- Task description: Search each line below for the word "month" and list those that contain it.

- Information supplied:
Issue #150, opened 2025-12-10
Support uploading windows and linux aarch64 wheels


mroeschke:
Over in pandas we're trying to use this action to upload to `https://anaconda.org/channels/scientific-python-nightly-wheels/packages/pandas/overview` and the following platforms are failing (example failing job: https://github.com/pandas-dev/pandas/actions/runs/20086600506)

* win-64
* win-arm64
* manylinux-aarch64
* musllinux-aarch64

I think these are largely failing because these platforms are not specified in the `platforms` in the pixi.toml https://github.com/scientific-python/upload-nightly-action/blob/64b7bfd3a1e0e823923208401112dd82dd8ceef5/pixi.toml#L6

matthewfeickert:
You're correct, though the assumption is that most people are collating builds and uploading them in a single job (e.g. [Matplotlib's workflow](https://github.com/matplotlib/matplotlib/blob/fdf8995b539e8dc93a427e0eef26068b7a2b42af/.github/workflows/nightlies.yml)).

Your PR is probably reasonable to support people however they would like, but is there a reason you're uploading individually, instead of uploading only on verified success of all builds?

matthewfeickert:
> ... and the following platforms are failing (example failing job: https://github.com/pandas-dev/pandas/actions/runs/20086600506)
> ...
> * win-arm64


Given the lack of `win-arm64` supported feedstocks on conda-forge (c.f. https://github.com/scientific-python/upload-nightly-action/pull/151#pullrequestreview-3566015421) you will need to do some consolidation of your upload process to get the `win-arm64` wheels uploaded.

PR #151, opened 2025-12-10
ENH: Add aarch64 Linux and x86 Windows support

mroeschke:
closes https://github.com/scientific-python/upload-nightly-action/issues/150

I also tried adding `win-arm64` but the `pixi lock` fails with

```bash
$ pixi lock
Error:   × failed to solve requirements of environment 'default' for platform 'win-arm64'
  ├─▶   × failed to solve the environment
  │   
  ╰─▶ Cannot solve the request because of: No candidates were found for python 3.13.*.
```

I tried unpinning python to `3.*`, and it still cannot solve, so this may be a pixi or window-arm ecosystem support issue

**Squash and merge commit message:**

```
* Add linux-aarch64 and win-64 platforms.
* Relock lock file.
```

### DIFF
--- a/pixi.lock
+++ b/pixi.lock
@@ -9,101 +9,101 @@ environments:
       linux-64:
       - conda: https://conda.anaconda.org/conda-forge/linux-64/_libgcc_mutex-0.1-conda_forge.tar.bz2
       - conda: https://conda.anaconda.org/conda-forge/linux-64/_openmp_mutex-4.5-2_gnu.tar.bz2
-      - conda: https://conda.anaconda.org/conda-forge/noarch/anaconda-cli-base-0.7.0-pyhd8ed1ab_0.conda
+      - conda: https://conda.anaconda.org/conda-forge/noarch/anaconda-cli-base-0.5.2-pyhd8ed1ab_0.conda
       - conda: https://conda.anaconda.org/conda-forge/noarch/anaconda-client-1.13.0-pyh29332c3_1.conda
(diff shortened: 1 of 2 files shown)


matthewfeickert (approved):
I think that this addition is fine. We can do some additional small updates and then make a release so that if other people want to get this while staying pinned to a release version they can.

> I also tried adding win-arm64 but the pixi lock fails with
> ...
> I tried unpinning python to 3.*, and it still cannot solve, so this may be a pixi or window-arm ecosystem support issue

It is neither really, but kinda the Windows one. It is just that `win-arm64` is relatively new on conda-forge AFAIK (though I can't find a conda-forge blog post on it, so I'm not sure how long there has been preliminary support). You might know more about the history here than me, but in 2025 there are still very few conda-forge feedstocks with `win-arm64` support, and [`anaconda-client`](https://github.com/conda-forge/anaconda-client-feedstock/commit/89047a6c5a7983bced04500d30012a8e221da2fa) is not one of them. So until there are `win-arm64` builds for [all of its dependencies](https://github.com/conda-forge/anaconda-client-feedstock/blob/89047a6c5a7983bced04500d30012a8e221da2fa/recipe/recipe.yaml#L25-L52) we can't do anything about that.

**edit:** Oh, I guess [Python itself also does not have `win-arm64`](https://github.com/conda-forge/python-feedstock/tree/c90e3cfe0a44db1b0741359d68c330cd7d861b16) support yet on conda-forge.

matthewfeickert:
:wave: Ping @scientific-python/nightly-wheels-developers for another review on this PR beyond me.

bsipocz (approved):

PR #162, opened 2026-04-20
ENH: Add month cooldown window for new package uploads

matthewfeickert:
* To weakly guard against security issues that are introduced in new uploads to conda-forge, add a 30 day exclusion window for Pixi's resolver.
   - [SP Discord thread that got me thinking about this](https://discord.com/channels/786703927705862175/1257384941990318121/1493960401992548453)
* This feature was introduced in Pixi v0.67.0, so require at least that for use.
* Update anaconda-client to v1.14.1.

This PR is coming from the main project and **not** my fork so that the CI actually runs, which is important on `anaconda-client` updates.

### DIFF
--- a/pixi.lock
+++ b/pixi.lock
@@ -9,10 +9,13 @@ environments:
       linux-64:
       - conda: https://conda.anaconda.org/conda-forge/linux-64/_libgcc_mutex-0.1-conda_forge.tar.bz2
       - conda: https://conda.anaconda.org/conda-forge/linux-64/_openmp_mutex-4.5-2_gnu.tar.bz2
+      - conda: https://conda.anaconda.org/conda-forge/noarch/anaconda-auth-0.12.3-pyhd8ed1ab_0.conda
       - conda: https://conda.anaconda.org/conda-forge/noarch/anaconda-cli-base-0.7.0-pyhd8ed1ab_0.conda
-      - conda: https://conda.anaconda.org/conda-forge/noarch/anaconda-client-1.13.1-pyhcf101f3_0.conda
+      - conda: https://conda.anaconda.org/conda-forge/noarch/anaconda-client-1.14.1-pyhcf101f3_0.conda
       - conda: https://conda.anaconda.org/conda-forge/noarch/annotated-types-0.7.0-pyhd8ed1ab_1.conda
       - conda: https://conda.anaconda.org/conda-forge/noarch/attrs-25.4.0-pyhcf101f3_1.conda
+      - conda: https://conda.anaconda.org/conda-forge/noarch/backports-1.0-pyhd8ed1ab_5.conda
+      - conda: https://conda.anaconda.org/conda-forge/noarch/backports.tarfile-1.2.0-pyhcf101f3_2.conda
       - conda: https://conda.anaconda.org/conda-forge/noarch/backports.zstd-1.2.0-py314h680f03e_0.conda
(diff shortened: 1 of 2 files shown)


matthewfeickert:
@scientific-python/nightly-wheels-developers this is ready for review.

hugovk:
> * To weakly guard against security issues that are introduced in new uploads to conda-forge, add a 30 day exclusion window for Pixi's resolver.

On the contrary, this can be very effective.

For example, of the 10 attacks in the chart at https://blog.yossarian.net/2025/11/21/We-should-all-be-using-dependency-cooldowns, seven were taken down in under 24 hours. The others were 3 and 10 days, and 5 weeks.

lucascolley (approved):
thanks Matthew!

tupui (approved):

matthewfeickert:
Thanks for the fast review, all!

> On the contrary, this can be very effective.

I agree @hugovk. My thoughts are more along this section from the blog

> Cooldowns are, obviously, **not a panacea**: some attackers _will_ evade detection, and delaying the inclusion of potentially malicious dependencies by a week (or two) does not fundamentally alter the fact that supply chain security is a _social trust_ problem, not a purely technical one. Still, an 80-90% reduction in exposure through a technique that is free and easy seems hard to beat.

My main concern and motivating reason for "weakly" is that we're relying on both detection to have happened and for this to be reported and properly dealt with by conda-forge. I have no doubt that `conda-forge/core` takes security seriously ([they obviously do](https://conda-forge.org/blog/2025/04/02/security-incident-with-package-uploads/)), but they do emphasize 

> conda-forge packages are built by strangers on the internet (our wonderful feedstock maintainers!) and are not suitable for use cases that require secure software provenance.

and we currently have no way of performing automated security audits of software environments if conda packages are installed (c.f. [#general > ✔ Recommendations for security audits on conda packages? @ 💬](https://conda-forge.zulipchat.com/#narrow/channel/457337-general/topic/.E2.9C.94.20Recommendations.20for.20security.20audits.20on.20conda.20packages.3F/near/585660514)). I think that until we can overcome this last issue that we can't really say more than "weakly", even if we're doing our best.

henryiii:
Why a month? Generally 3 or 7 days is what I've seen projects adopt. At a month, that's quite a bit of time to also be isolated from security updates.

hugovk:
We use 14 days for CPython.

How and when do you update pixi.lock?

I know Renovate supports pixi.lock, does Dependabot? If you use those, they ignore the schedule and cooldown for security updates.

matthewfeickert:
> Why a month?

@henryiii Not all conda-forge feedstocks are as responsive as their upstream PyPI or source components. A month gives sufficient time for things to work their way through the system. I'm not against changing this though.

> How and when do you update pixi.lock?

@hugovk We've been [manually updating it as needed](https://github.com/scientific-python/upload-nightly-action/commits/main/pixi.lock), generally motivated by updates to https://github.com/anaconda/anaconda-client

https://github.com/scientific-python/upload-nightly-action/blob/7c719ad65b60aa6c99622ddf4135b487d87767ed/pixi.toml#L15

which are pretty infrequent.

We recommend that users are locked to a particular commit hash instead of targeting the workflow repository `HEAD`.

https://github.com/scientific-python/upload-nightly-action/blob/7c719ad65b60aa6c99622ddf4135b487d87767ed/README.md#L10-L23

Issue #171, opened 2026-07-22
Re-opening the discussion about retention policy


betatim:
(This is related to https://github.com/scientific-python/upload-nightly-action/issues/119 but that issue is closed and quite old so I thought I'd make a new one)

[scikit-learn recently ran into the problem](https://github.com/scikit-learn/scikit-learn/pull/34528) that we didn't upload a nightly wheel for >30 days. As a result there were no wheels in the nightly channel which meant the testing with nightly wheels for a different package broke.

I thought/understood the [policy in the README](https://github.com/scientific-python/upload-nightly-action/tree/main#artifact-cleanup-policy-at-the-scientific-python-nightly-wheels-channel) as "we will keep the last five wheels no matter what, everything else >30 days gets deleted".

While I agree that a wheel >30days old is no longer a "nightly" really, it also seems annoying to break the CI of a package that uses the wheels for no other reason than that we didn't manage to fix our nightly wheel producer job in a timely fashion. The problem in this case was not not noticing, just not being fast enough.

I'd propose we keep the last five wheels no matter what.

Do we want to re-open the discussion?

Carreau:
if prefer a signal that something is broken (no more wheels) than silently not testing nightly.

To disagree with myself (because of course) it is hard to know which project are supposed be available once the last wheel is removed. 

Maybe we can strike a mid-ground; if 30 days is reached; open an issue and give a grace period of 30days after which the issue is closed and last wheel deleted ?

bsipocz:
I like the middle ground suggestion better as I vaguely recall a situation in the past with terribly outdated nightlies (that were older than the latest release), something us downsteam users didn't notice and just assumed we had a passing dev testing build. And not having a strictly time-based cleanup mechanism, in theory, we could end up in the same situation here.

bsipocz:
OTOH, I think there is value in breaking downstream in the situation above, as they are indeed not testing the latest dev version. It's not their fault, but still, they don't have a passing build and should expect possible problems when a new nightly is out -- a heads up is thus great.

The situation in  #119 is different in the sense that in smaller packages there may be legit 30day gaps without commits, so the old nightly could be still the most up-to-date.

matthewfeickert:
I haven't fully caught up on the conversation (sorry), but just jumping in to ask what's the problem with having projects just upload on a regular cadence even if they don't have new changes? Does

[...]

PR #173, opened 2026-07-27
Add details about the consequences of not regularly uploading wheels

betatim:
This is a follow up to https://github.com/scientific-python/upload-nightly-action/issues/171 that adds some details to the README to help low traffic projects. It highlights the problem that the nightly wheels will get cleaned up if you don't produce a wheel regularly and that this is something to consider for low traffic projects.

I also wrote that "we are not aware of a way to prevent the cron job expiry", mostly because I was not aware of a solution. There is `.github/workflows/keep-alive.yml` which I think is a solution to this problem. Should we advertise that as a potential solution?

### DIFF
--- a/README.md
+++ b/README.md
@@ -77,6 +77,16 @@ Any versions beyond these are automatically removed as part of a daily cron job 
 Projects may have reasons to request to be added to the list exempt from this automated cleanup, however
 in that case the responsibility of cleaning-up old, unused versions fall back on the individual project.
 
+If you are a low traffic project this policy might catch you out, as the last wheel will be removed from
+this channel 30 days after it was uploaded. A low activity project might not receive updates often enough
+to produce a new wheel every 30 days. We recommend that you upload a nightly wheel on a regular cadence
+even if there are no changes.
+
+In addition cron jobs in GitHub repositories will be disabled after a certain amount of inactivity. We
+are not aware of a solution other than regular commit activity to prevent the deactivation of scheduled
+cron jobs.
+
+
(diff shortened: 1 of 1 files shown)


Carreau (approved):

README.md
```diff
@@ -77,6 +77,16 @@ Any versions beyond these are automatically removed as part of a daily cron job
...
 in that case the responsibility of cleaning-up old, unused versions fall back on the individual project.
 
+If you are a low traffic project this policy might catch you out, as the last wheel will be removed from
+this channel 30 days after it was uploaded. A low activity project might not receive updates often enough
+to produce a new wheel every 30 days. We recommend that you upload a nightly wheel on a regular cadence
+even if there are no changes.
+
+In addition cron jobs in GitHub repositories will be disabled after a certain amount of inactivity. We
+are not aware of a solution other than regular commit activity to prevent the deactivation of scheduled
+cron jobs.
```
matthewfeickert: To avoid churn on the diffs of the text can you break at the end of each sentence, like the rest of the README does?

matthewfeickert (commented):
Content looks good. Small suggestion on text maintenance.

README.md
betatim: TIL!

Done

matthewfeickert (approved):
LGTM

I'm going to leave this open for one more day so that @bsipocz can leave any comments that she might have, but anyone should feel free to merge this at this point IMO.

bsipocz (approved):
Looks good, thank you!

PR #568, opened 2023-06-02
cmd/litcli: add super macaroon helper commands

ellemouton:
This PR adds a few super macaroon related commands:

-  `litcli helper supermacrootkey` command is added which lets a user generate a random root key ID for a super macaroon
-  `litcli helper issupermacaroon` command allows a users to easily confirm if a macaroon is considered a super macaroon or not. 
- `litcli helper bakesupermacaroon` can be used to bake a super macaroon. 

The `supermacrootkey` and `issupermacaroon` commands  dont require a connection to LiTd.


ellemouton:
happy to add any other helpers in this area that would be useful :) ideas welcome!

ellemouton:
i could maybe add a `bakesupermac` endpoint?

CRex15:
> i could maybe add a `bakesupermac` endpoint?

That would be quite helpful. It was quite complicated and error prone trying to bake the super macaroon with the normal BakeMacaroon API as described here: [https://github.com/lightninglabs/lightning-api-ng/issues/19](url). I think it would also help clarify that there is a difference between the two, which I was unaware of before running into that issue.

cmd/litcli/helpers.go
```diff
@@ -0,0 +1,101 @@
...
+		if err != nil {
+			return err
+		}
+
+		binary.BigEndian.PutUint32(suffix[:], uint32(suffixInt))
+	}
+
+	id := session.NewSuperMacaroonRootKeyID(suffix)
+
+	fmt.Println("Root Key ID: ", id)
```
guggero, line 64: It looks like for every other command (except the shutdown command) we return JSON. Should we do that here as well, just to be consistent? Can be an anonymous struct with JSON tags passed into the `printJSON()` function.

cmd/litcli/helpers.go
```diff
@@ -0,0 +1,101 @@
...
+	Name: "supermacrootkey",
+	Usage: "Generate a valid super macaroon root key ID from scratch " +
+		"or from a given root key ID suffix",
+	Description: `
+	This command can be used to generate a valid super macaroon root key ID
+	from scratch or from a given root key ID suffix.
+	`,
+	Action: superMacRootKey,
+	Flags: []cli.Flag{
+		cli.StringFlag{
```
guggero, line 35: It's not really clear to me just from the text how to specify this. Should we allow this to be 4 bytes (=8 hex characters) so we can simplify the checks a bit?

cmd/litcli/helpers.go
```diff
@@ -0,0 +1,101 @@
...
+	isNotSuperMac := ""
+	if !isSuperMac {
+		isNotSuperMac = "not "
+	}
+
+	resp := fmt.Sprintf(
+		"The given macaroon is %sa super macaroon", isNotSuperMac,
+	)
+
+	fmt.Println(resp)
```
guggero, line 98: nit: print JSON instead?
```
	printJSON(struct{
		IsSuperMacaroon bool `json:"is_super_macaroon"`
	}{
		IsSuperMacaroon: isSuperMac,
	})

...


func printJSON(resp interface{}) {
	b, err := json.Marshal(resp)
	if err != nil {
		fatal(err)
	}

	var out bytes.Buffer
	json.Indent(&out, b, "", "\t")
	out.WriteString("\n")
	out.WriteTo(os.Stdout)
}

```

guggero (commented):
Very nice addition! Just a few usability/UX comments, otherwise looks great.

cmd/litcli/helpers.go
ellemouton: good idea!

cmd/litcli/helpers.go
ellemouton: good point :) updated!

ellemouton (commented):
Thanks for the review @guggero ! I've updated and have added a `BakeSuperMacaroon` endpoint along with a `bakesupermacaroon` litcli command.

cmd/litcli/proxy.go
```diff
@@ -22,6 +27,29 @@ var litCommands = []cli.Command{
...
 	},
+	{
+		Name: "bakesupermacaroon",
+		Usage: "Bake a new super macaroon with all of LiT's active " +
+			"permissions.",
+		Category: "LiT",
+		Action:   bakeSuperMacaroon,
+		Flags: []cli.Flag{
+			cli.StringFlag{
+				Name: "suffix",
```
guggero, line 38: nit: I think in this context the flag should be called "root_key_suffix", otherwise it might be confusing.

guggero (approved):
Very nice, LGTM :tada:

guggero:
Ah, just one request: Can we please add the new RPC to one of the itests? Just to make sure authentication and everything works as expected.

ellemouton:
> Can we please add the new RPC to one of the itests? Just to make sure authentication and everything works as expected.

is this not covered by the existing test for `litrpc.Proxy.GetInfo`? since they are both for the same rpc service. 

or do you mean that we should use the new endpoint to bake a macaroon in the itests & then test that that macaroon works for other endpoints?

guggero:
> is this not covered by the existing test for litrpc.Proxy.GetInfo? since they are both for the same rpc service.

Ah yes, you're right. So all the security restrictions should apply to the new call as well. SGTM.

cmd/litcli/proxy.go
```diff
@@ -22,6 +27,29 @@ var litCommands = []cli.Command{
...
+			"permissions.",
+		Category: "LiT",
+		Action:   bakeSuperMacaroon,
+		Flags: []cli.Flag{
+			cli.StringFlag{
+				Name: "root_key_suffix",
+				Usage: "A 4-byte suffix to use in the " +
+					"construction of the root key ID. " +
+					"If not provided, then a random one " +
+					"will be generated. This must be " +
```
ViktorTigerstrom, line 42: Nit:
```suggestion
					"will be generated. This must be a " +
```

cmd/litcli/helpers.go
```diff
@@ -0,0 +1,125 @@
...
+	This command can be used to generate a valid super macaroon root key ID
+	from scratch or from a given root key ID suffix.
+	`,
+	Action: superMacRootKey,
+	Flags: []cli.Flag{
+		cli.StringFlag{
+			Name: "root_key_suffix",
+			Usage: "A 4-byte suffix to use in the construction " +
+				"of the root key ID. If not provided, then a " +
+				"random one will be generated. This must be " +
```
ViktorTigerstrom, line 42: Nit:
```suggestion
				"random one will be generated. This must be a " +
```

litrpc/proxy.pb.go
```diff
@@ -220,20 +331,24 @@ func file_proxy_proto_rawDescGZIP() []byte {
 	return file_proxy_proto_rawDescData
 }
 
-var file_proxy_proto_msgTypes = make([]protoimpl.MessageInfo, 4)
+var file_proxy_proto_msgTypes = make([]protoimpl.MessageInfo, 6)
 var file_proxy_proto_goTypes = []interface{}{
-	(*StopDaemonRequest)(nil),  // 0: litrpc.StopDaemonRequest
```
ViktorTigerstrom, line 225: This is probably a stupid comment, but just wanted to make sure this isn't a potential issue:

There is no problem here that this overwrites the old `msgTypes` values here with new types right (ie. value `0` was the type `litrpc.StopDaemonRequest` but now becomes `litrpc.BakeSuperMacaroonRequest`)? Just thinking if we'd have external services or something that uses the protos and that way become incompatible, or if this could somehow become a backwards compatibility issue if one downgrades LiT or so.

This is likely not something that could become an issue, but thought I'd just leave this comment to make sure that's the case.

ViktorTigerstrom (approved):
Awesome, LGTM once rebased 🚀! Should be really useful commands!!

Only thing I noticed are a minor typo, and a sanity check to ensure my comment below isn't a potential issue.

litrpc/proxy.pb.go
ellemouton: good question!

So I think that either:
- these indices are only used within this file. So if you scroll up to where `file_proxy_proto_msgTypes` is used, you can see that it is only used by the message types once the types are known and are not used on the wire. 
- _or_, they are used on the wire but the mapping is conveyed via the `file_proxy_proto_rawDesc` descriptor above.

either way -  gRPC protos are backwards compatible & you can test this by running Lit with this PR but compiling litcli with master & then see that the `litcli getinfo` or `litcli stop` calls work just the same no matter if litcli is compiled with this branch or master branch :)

- Answer space:
ENH: Add month cooldown window for new package uploads
Why a month? Generally 3 or 7 days is what I've seen projects adopt. At a month, that's quite a bit of time to also be isolated from security updates.
> Why a month?
@henryiii Not all conda-forge feedstocks are as responsive as their upstream PyPI or source components. A month gives sufficient time for things to work their way through the system. I'm not against changing this though.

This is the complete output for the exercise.